◆ Source data
━━━━━━━━━━━━━━━━━━━━

PR #1276, opened 2025-08-04
Rewrite some Flex code to make it more readable.

PoignardAzur:
This PR tries to de-spaghettify the `Flex::layout()` method.

Follow-up to #1271.

Rename `total_major` to `bc_major`.
Rename `remaining` to `remaining_major`.
Remove the distinction between `minor` and `minor_dim`.
Remove some redundant comments.

### DIFF
--- a/masonry/src/widgets/flex.rs
+++ b/masonry/src/widgets/flex.rs
@@ -640,7 +640,7 @@ impl Widget for Flex {
 
         const MIN_FLEX_SUM: f64 = 0.0001;
         let gap_count = self.children.len().saturating_sub(1);
-        let bc_length = self.direction.major(bc.max());
+        let bc_major = self.direction.major(bc.max());
 
         // ACCUMULATORS
         let mut minor = self.direction.minor(bc.min());
@@ -692,7 +692,7 @@ impl Widget for Flex {
             }
         }
 
-        let remaining_major = (bc_length - major_non_flex).max(0.0);
+        let remaining_major = (bc_major - major_non_flex).max(0.0);
         let px_per_flex = remaining_major / flex_sum;
 
         // MEASURE FLEX CHILDREN
@@ -788,12 +788,12 @@ impl Widget for Flex {
             }
         }
 
-        if flex_sum > MIN_FLEX_SUM && bc_length.is_infinite() {
+        if flex_sum > MIN_FLEX_SUM && bc_major.is_infinite() {
             tracing::warn!("A child of Flex is flex, but Flex is unbounded.");
         }
 
         let final_major = if flex_sum > MIN_FLEX_SUM || self.fill_major_axis {
-            bc_length.max(major_non_flex)
+            bc_major.max(major_non_flex)
         } else {
             major_non_flex
         };


masonry/src/widgets/flex.rs
```diff
@@ -637,30 +638,27 @@ impl Widget for Flex {
         // we loosen our constraints when passing to children.
         let loosened_bc = bc.loosen();
 
-        // minor-axis values for all children
+        const MIN_FLEX_SUM: f64 = 0.0001;
+        let gap_count = self.children.len().saturating_sub(1);
+        let bc_major = self.direction.major(bc.max());
```
PoignardAzur, line 643: Rename `total_major` to `bc_major`.

masonry/src/widgets/flex.rs
```diff
@@ -694,25 +692,14 @@ impl Widget for Flex {
             }
         }
 
-        let total_major = self.direction.major(bc.max());
-        let remaining = (total_major - major_non_flex).max(0.0);
+        let remaining_major = (bc_major - major_non_flex).max(0.0);
```
PoignardAzur, line 695: Rename `remaining` to `remaining_major`.

masonry/src/widgets/flex.rs
```diff
@@ -736,29 +723,19 @@ impl Widget for Flex {
...
             // means we don't have any extra, unless dictated by our constraints.
             (self.direction.major(bc.min()) - (major_non_flex + major_flex)).max(0.0)
         };
-
-        // the actual size needed to tightly fit the children on the minor axis.
-        // Unlike the 'minor' var, this ignores the incoming constraints.
-        let minor_dim = match self.direction {
-            Axis::Horizontal if any_use_baseline => max_below_baseline + max_above_baseline,
-            _ => minor,
-        };
```
PoignardAzur, line 753: Remove the distinction between `minor` and `minor_dim`.

This distinction was only deliberately used in the `CrossAxisAlignment::Baseline` block below, where I moved this logic. Doing so lets us remove a bunch of code, including the `any_use_baseline` variable.

As a side-effect, this means that `minor` is used instead of `minor_dim` for the non-baseline blocks below, which I'm 99% sure will remove some corner-case jank (see further comments).

masonry/src/widgets/flex.rs
```diff
@@ -768,31 +745,28 @@ impl Widget for Flex {
...
                             let child_baseline = ctx.child_baseline_offset(widget);
                             let child_above_baseline = child_size.height - child_baseline;
                             extra_height + (max_above_baseline - child_above_baseline)
                         }
                         CrossAxisAlignment::Fill => {
                             let fill_size: Size = self
                                 .direction
-                                .pack(self.direction.major(child_size), minor_dim)
+                                .pack(self.direction.major(child_size), minor)
                                 .into();
```
PoignardAzur, line 760: Use `minor` instead of `minor_dim` as the size the child must fill.

This is the correct behavior, and the previous one was a bug: it meant that a given child with `CrossAxisAlignment::Fill` could end up with different size depending on whether or not a sibling had baseline alignment.

masonry/src/widgets/flex.rs
```diff
@@ -768,31 +745,28 @@ impl Widget for Flex {
...
-                            if ctx.old_size() != fill_size {
```
PoignardAzur, line 785: That block was there for layout caching, but (1) we now do that at the Masonry level, (2) I'm pretty sure it was wrong anyway. (It compared the previous size of the parent to the current size of a child.)

masonry/src/widgets/flex.rs
```diff
@@ -768,31 +745,28 @@ impl Widget for Flex {
...
+                            let child_bc = BoxConstraints::tight(fill_size);
+                            // TODO: This is the second call of layout on the same child,
+                            // which can lead to exponential increase in layout calls
+                            // when used multiple times in the widget hierarchy.
+                            ctx.run_layout(widget, &child_bc);
                             0.0
                         }
                         _ => {
-                            let extra_minor = minor_dim - self.direction.minor(child_size);
+                            let extra_minor = minor - self.direction.minor(child_size);
```
PoignardAzur, line 769: Use `minor` instead of `minor_dim` as the size of the box to align into.

This is the correct behavior, for the same reason as above.

masonry/src/widgets/flex.rs
```diff
@@ -801,32 +775,30 @@ impl Widget for Flex {
...
         let final_major = if flex_sum > MIN_FLEX_SUM || self.fill_major_axis {
-            total_major.max(major_non_flex)
+            bc_major.max(major_non_flex)
         } else {
             major_non_flex
         };
 
-        // my_size may be larger than the given constraints.
-        // In which case, the Flex widget will either overflow its parent
-        // or be clipped (e.g. if its parent is a Portal).
```
PoignardAzur, line 828: This comment seems fairly redundant, given that the same applies to any widget.

We should have a whole documentation chapter about overflow, but in the meantime, this paragraph doesn't really give any useful info.

PoignardAzur (commented):
Some notes:

PoignardAzur:
I *will* make that code readable even if it kills me.

masonry/src/widgets/flex.rs
jaredoconnell: It was a good place for the comment. Hopefully we can get the documentation chapter done soon.

jaredoconnell (approved):
The code looks fine, and with the lack of tests broken I think this is good enough to merge.
I like the segmented documented sections of code.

━━━━━━━━━━━━━━━━━━━━

◆ How to complete this task
A copy of each line in the data above that holds the string "loosen" is needed.

◆ Your response
         // we loosen our constraints when passing to children.
         let loosened_bc = bc.loosen();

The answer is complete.